The HFRI Fund Weighted Composite Index® (FWC) advanced +0.24 percent for the month, topping the March performance of both the S&P 500 and DJIA. The March gain extends the HFRI FWC Index Value to 13,252, the fourth consecutive monthly record. For 1Q17, the HFRI is up +2.3 percent, compared to the -0.6 percent decline in the volatile 1Q16.
For the third consecutive month, Equity Hedge (EH) led industry performance with strong contributions from Technology, Fundamental Growth and Healthcare strategies, as US equities posted mixed performance in March. The HFRI Equity Hedge (Total) Index climbed +0.64 percent for the month, bringing the 1Q gain to +3.62 percent, leading all main strategy performance for 2017. EH sub-strategy returns were led by the HFRI EH: Technology Index, which was up +2.7 percent for the month and extends its 2017 gain to +5.60 percent. The HFRI EH: Fundamental Growth Index was up +1.2 percent in March, increasing its YTD performance to +5.61 percent, which trails only Healthcare as the leading area of HFRI sub-strategy YTD performance. The HFRI EH: Healthcare Index added +1.1 percent for the month, extending its YTD performance to +6.73 percent, leading all HFRI sub-strategies.
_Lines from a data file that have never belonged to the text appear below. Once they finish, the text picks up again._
PR #106, opened 2022-02-18
RFC 106: Move wpt.fyi metrics generation into the WPT org

foolip:
[Rendered](https://github.com/web-platform-tests/rfcs/blob/metrics/rfcs/wpt-results-analysis.md)


rfcs/wpt-results-analysis.md
```diff
@@ -0,0 +1,19 @@
...
+
+## Details
+
+The following metrics on wpt.fyi are generated by wpt-results-analysis:
+
+- Browser Specific Failures
+- Compat 2021
+- Interop 2022
+
+wpt-results-analysis depends on wpt-results, a highly compressed form of all full wpt.fyi runs ever, currently ~52k stored in a ~385M Git repository. This makes it possible to load thousands (or all) runs into memory at the same time, speeding up metrics generation.
```
gsnedders, line 15: Can we rename `wpt-results`, as I think we don't want people thinking it's a canonical data-source? I'm much happier with making everyone treat wpt.fyi's API as the canonical source, and treat wpt-results as an internal implementation detail of result-analysis. Maybe `wpt-results-analysis-cache`?

rfcs/wpt-results-analysis.md
```diff
@@ -0,0 +1,23 @@
...
+
+## Risks
+
+wpt-results-analysis depends on nodegit, which only works on Node.js 14.
+
+## Alternatives
+
+We could merge the metrics generation code into the wpt.fyi repository, but the wpt-results would still need to be standalone.
```
gsnedders, line 23: This would put us in an odd state whereby we had wpt.fyi generating CSV files, saving them in its own repo, then wpt.fyi pulling those CSV files, right?

In a sense, having wpt.fyi owning this data makes a lot of sense (it is, ultimately, just another projection of data it already owns), but doing it via CSV files in the repo feels a bit odd.

foolip: I'd like to upload the data files to a storage bucket instead. That's complicated because of GCP rules around exporting service account keys, but we can probably make it work some way or another. It's weird that wpt.fyi fetching data from https://raw.githubusercontent.com/...

rfcs/wpt-results-analysis.md
foolip: `wpt-results-analysis-cache` sounds good to me.

Ideally wpt.fyi itself would maintain a representation of results that can be efficiently queried, but that's would be a large undertaking.

Ms2ger (approved):
Seems like a good idea

foolip:
More than two weeks have passed, so I consider this RFC accepted. When it comes to implementing this, I wanted to name it just "results-analysis", but discovered we already have https://github.com/web-platform-tests/results-analysis as an archived repo. So I'd like to:
- Unarchive that repo
- Copy over https://github.com/Ecosystem-Infra/wpt-results-analysis to that repo
- Move https://github.com/Ecosystem-Infra/wpt-results to https://github.com/web-platform-tests/wpt-results-cache
- Archive https://github.com/Ecosystem-Infra/wpt-results-analysis with an updated README

An upside of this is that it'll make the transition a bit easier, since both repos will exist, so switching GitHub pages can be done much more easily.

foolip:
This is done now:
- https://github.com/web-platform-tests/results-analysis-cache is moved and has new runs pushed after the move
- https://github.com/web-platform-tests/results-analysis is replaced by the contents of https://github.com/Ecosystem-Infra/wpt-results-analysis. Open issues and PRs were recreated, and the old repo archived.
- https://github.com/web-platform-tests/results-analysis/commit/b3c55634e00319dc09aef32410e62309f890c40e updates the metrics from the new location
- https://github.com/web-platform-tests/wpt.fyi/pull/2799 makes the necessary changes to wpt.fyi

Because the old repo still exists, as a side effect, the metrics on wpt.fyi will not change until https://github.com/web-platform-tests/wpt.fyi/pull/2799 is merged and deployed.

gsnedders:
> More than two weeks have passed, so I consider this RFC accepted. When it comes to implementing this, I wanted to name it just "results-analysis", but discovered we already have https://github.com/web-platform-tests/results-analysis as an archived repo. So I'd like to:
> 
> * Unarchive that repo
> * Copy over https://github.com/Ecosystem-Infra/wpt-results-analysis to that repo
> * Move https://github.com/Ecosystem-Infra/wpt-results to https://github.com/web-platform-tests/wpt-results-cache
> * Archive https://github.com/Ecosystem-Infra/wpt-results-analysis with an updated README
> 
> An upside of this is that it'll make the transition a bit easier, since both repos will exist, so switching GitHub pages can be done much more easily.

It feels slightly unfortunate that it didn't just get moved, thereby meaning all the old issues/PRs are in this old archived repo and links in commit messages don't work. The only upside given here is that it mitigates the GitHub Pages breakage from this, which could equally have been mitigated in other ways (e.g., reuploading a mirror to Ecosystem-Infra to maintain the Pages URLs there, at least in the short term).

foolip:
> The only upside given here is that it mitigates the GitHub Pages breakage from this, which could equally have been mitigated in other ways (e.g., reuploading a mirror to Ecosystem-Infra to maintain the Pages URLs there, at least in the short term).

Ah, I didn't consider that option, that probably would have worked, with at most a small amount of downtime. I agree that would have been better.

PR #107, opened 2022-03-18
RFC 107: Add support for Shadow Realms as a Javascript global

jjgriego:


Ms2ger (approved):
I've been working alongside Joseph on this, and his proposal makes sense to me.

PR #108, opened 2022-03-28
RFC 108: Add testdriver.js support for WebDriver "Get All Cookies" and "Get Named Cookie" commands

johannhof:


johannhof:
cc @miketaylr @briannagoldstein

rfcs/testdriver_get_cookie_methods.md
```diff
@@ -0,0 +1,40 @@
...
+`test_driver.get_cookies()` instead.
+
+This has a dependence on agreeing to the right strategy for [cookie serialization
+in WebDriver](https://github.com/w3c/webdriver/issues/1562), but there seems to
+be agreement on the issue that preserving raw bytes without intermediate UTF-8
+parsing seems like the right way to go.
+
+## Risks
+
+As mentioned, cookie serialization isn't fully defined (tough loosely agreed
```
gsnedders, line 29:
```suggestion
As mentioned, cookie serialization isn't fully defined (though loosely agreed
```

gsnedders (commented):
The majority of the risk here comes from https://github.com/w3c/webdriver/issues/1562, but I don't think we need to block ourselves on that. Even without that decided, we should be able to get the common-case working.

foolip (approved):
Discussed with @jgraham and @Ms2ger in a meeting just now.

This seems like a good addition, and OK to implement without first resolving https://github.com/w3c/webdriver/issues/1562. We should follow whatever the WebDriver WG decides on that in the future.

arichiv:
@johannhof do you intend to implement this? If not, I have capacity and could probably do it for M107. I see that the serialization issue for non UTF-8 isn't solved, but if that can be set aside I'd just send JSON with the same values as [Selenium](https://github.com/SeleniumHQ/selenium/blob/trunk/java/src/org/openqa/selenium/Cookie.java#L27).

johannhof:
@arichiv I had this somewhere down my list of things to get to but if you have the cycles I'd be grateful for the help!

arichiv:
Awesome! I have a few tests where this would be handy (verifying the way max age is now capped).

arichiv:
Sorry for the delay, CL up for review here: https://chromium-review.googlesource.com/c/chromium/src/+/3891100

PR #111, opened 2022-04-05
Add RFC 111 for polyfill testing.

flackr:


rfcs/polyfill_testing.md
```diff
@@ -0,0 +1,53 @@
...
+   feature](https://github.com/w3c/webdriver-bidi/issues/65) once it is
+   available.
+
+## Risks
+
+Depending on the method used there are various risks.
+
+### Rewriting the response
+
+Rewriting the response is a fairly minimal change to the infrastructure, and we
```
jgraham, line 37: My concern with this is that injecting the polyfill into all HTML resource loads could lead to tests breaking unexpectedly when they rely on the particular structure of the document e.g. if they assume a certain number of `script` nodes, or that a document has an empty DOM, or similar.

This means that even though there isn't an explicit dependence on the polyfill in the tests, tests do have to be written with a polyfill in mind. I'm not sure this kind of implicit coupling is better than an explicit one, even though it's easier to remove later on.

rfcs/polyfill_testing.md
```diff
@@ -0,0 +1,53 @@
...
+identical to the test files in the repo.
+
+### Adding a canonical resource which includes the polyfill
+
+Using the approach of having a specific resource to include will result in a
+mixture of tests which support running with polyfills and tests which don't.
+If we later adopt a mechanism which doesn't require explicitly including them
+these artifacts may take some time to remove.
+
+### Bootstrap scripts feature
```
jgraham, line 49: Possibly mad idea: could this work with a Web Extension? Can one write a cross-browser web extension that injects the polyfill before content is loaded? We have some support for automatically loading extensions (at least in Firefox), so it's not impossible to imagine it working from a wptrunner point of view.

flackr: Having an extension inject the polyfill would also require it injecting a script tag which I suspect would have a lot of the same visibility concerns. I also don't like losing the ability to locally test the polyfill against wpt serve, but I guess that's a question of what the end goal of this support is.

flackr: The other downside is extensions don't have any path to mobile testing support for a while.

jgraham:
Based on the matrix discussion, I think this is a reasonable thing to land and injecting an inline script is probably the best approach for now. I hope we can update the RFC with some of the context we discussed on matrix about the various tradeoffs, observability of the injection, etc. so that it's clear to other readers why this is the right design choice.

flackr:
RFC is updated, let me know if there's anything else you'd like to see here. I also added a short conclusion to explain the decision and rationale.

jgraham (approved):

flackr:
FYI, I don't have write access to be able to merge this.

jgraham:
I would ideally like to see some approval from other members of the @web-platform-tests/wpt-core-team The last update was not yet a week ago, so per the process we do need to allow a little additional time for review.

zcorpan:
Please move the conclusion and the winning proposal into the "Details" section, and have the other alternative solutions in an "Alternatives considered" section.

I think there are some details missing. Which responses will get the rewrite? How do you opt in? Where is the script injected? Is the injection a classic script or a module script? (Module scripts have `defer` semantics by default, and tests may complete before deferred scripts are run.)

flackr:
Thanks for taking a look!

> Please move the conclusion and the winning proposal into the "Details" section, and have the other alternative solutions in an "Alternatives considered" section.

Done.

> I think there are some details missing. Which responses will get the rewrite? How do you opt in? Where is the script injected? Is the injection a classic script or a module script? (Module scripts have `defer` semantics by default, and tests may complete before deferred scripts are run.)

I've now covered all of these in the details section. Let me know if there's anything else you'd like to see.

rfcs/polyfill_testing.md
```diff
@@ -17,41 +17,67 @@ when developers are determining whether they can rely on it, just as they would
...
 
-There are a few methods by which we could support this but each of them
-ultimately is some mechanism for running the polyfill script before running
-tests.
+In order to support testing a polyfill, a runtime argument is added which
+when used specifies a single local Javascript file to be injected into
+responses. The contents of the file will be added as a classic script (to ensure
+the polyfill runs before any tests) automatically to responses with a
+`text/html` MIME type after the `doctype` but before the first tag in the
+document.
```
zcorpan, line 25: Injecting after the doctype will *work* in most cases but relies on error handling if the test uses `<html>` and/or `<head>` start tags. Further, some tests omit the doctype.

I think the following would work and avoid invalid HTML:

1. If there is a match for `/<head(\s+[^>]*)?>/i`, then inject after the first match.
2. Otherwise, if there is a match for `/<html(\s+[^>]*)?>/i`, then inject after the first match.
3. Otherwise, if there is a match for `/<!doctype[^>]*>/i`, then inject after the first match.
4. Otherwise, inject at the start of the response.

In theory, the regexps could match incorrectly if a test does something like `<head data-x=">">`. However, it looks like there are no such tests currently, and there's no reason to use it as the `>` can be escaped as `&gt;` and HTML parser tests are in a [custom format](https://github.com/html5lib/html5lib-tests/tree/master/tree-construction).

```
$ grep -rE "<h(tml|ead)\s+[^>']*'[^'>]+>" .
$ grep -rE '<h(tml|ead)\s+[^>"]*"[^">]+>' .
```

flackr: > Further, some tests omit the doctype.

A missing doctype is supported by https://github.com/web-platform-tests/wpt/pull/33338 but I will call it out explicitly in the rfc.

> 
> I think the following would work and avoid invalid HTML:
> 
> 1. If there is a match for `/<head(\s+[^>]*)?>/i`, then inject after the first match.
> 2. Otherwise, if there is a match for `/<html(\s+[^>]*)?>/i`, then inject after the first match.
> 3. Otherwise, if there is a match for `/<!doctype[^>]*>/i`, then inject after the first match.
> 4. Otherwise, inject at the start of the response.
> 
> In theory, the regexps could match incorrectly if a test does something like `<head data-x=">">`. However, it looks like there are no such tests currently, and there's no reason to use it as the `>` can be escaped as `&gt;` and HTML parser tests are in a [custom format](https://github.com/html5lib/html5lib-tests/tree/master/tree-construction).
> 
> ```
> $ grep -rE "<h(tml|ead)\s+[^>']*'[^'>]+>" .
> $ grep -rE '<h(tml|ead)\s+[^>"]*"[^">]+>' .
> ```

The PR for this already uses html5lib to parse the dom. I've updated it to keep parsing past the opening html and head tags if they exist over at https://github.com/web-platform-tests/wpt/pull/33338.

I hope this addresses your concerns, thanks for raising them.

rfcs/polyfill_testing.md
```diff
@@ -0,0 +1,151 @@
...
+  possible mitigations.
+* Developers would not be able to debug tests served from running `wpt serve` by
+  simply loading them in the browser. They could however install the extension
+  which injected the polyfill.
+* Mobile browsers have no current support for these kinds of extensions.
+
+## Conclusion
+
+Rewriting the responses from the wpt server is a solution that is available now,
+supports all existing tests, and supports testing both via wpt run and by
```
foolip, line 146: There are still some tests that don't work right, in particular XHTML and SVG? That seems fine, but worth spelling out still.

foolip (approved):
Looks like a good tradeoff to me!

rfcs/polyfill_testing.md
flackr: Injecting on xhtml mime types seems straightforward enough, I added it to the polyfill. I've updated this to call out specifically html and xhtml tests.

rfcs/polyfill_testing.md
```diff
@@ -0,0 +1,151 @@
...
+browser.
+
+In order to support testing a polyfill, a runtime argument is added which
+when used specifies a single local Javascript file to be injected into
+responses. The contents of the file will be added as a classic script (to ensure
+the polyfill runs before any tests) automatically to responses with a
+`text/html` MIME type after the `doctype` and `html` and `head` opening tags
+(if they exist) but before any other tags in the document.
+
+In order to reduce visible effects on running tests, the script is inlined (to
```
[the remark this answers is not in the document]
flackr: Thanks! Also thanks to @jgraham for bringing up these potential side effects which lead to coming up with these mitigations 😃

rfcs/polyfill_testing.md
foolip: Cool, thanks!

rfcs/polyfill_testing.md
```diff
@@ -0,0 +1,150 @@
...
+  possible mitigations.
+* Developers would not be able to debug tests served from running `wpt serve` by
+  simply loading them in the browser. They could however install the extension
+  which injected the polyfill.
+* Mobile browsers have no current support for these kinds of extensions.
+
+## Conclusion
+
+Rewriting the responses from the wpt server is a solution that is available now,
+supports html and xhtml tests, and supports testing both via wpt run and by
```
foolip, line 145:
```suggestion
supports HTML and XHTML tests, and supports testing both via `wpt run` and by
```

rfcs/polyfill_testing.md
```diff
@@ -0,0 +1,150 @@
...
+
+In order to reduce visible effects on running tests, the script is inlined (to
+prevent an external resource load which would show up in the resource timing
+API) and the script will remove itself from the DOM to ensure that tests which
+assume the shape of the DOM is unchanged will still function correctly (e.g.
+`document.getElementsByTagName('script')[0]` will still return the first script
+in the original test).
+
+E.g. when running `wpt run --inject-script=script.js [browser] [test]` or
+`wpt serve --inject-script=script.js` and loading the following html page:
```
foolip, line 36:
```suggestion
`wpt serve --inject-script=script.js` and loading the following HTML page:
```

foolip (approved):
A few capitalization suggestion on final (?) review.

rfcs/polyfill_testing.md
zcorpan: Sounds good!

rfcs/polyfill_testing.md
```diff
@@ -0,0 +1,150 @@
...
+to know which tests the polyfill passes or doesn't pass is useful information
+when developers are determining whether they can rely on it, just as they would
+use this information to know whether they could rely on the feature in the
+browser.
+
+In order to support testing a polyfill, a runtime argument is added which
+when used specifies a single local Javascript file to be injected into
+responses. The contents of the file will be added as a classic script (to ensure
+the polyfill runs before any tests) automatically to responses with a
+`text/html` or `application/xhtml+xml` MIME type after the `doctype` and `html`
```
zcorpan, line 24: If I understand correctly, the PR uses html5lib also for `application/xhtml+xml` responses. This will work if the test is sufficiently HTML-syntax compatible, e.g. doesn't use namespace prefixes. But it can also break the test.

The script that is injected can't use `<` or `&`. This could be fixed by replacing those characters with `&lt;` and `&amp;` when the response type is `application/xhtml+xml`, or always injecting `/*<![CDATA[*/` and `/*]]>*/` (but then the script can't use `]]>`).

zcorpan (approved):
Approving, % being more careful for `application/xhtml+xml` tests

rfcs/polyfill_testing.md
flackr: Done.

rfcs/polyfill_testing.md
foolip: Leaving this out for now sounds good to me!

foolip:
The next step will be review of https://github.com/web-platform-tests/wpt/pull/33338, which implements this RFC.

Fixed income-based Relative Value Arbitrage (RVA) strategies also gained in March, despite the increase in US interest rates by the US Federal Reserve. The HFRI Relative Value (Total) Index climbed +0.53 percent, bringing YTD performance to +2.5 percent and extending the streak of consecutive monthly gains to 13 months. RVA sub-strategy performance was led by Volatility strategies, with the HFRI RV: Volatility Index gaining +2.1 percent, increasing its YTD return to +2.6 percent. Credit multi-strategy funds also posted gains in March, as the US Federal Reserve increased interest rates, with the HFRI RV: Multi-Strategy Index advancing +0.33 percent.
The HFRI Event-Driven (Total) Index was essentially flat in March, posting a narrow gain of +0.01 percent, as positive contributions from Merger Arbitrage and Special Situations strategies offset declines in Distressed funds. The HFRI ED: Merger Arbitrage Index advanced +0.42 percent and the HFRI ED: Special Situations Index added +0.34 percent for the month, while the HFRI ED: Distressed Index declined -0.9 percent in March. For the year, Special Situations leads ED performance with a +3.2 percent return.
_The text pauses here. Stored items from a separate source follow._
PR #113, opened 2022-05-03
Remove Origin Policy infrastructure

foolip:


foolip:
@domenic, as promised :)

jgraham (approved):

gsnedders:
While I don't have any objection to doing this, I do wonder if this is really worth the churn? There's risk here, and it's not clear there's much reward.

Ms2ger (approved):
No strong feelings here.

rfcs/origin_policy_revert.md
```diff
@@ -0,0 +1,13 @@
...
+
+Support for testing [Origin Policy](https://wicg.github.io/origin-policy/) was introduced in [RFC #44](origin_policy.md) + [wpt PR #21705](https://github.com/web-platform-tests/wpt/pull/21705). Revert this code, removing the 99 op* subdomains, for example op4.web-platform.test.
+
+## Details
+
+Origin Policy is no longer being pursued. The tests using this infrastructure were removed in [wpt PR #33875](https://github.com/web-platform-tests/wpt/pull/33875).
+
+## Risks
+
+There could be tests using the subdomains for something other than testing Origin Policy. To catch any such cases, all instances of "op" followed by a digit will be inspected, and full runs of wpt with the infrastructure removed will be compared to the current state.
```
zcorpan, line 13: It looks like there aren't any:
```
% git grep -El "[^a-zA-Z]op[0-9]+(\.|\])"
tools/certs/web-platform.test.pem
```

zcorpan (approved):

foolip:
> While I don't have any objection to doing this, I do wonder if this is really worth the churn? There's risk here, and it's not clear there's much reward.

Do you think the risk mitigation suggested is enough? On the reward side, since the output of `./wpt make-hosts-file` is something most contributors will see while setting thing up, I think shrinking it from 260 to 62 lines is pretty nice, gives you less of a "WTF?" feeling and can be copied by hand into your hosts file if you don't want to just append it.

foolip:
Discussed with @jgraham and @Ms2ger in the new RFCs/infra sync. We decided to go ahead with this, there's enough support and @gsnedders didn't quite object, but did wonder about the risk.

foolip:
I've filed https://github.com/web-platform-tests/wpt/issues/34707 to implement this.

The HFRI Macro (Total) Index declined -0.48 percent for the month, as gains in Currency strategies were offset by declines in Commodity and CTA strategies. The HFRI Macro: Currency Index surged +2.7 percent in March, bringing YTD performance to +3.7 percent, leading all Macro sub-strategies. The HFRI Macro: Systematic Diversified/CTA Index declined -1.35 percent for the month, while the HFRI Macro: Commodity Index lost -0.37 percent, lowering first quarter performance for each of these indices into negative territory, at -1.1 and -0.01 percent, respectively.
“Hedge funds gained in March as the Federal Reserve proceeded with a widely anticipated interest rate increase concurrent with a weakening of the Trump trade, and as US equities concluded a strong first quarter with mixed performance in March,” stated Kenneth J. Heinz, President of HFR. “In a similar manner to the 2016 intra-year market cycles that were driven by Brexit and the US election, 2017 financial market performance is likely to be driven by similar intra-year cycles, including upcoming European elections, with these contributing to and creating opportunities for hedged long/short strategies across different asset classes. Funds positioned for this environment are likely to lead industry growth and performance in 2017.”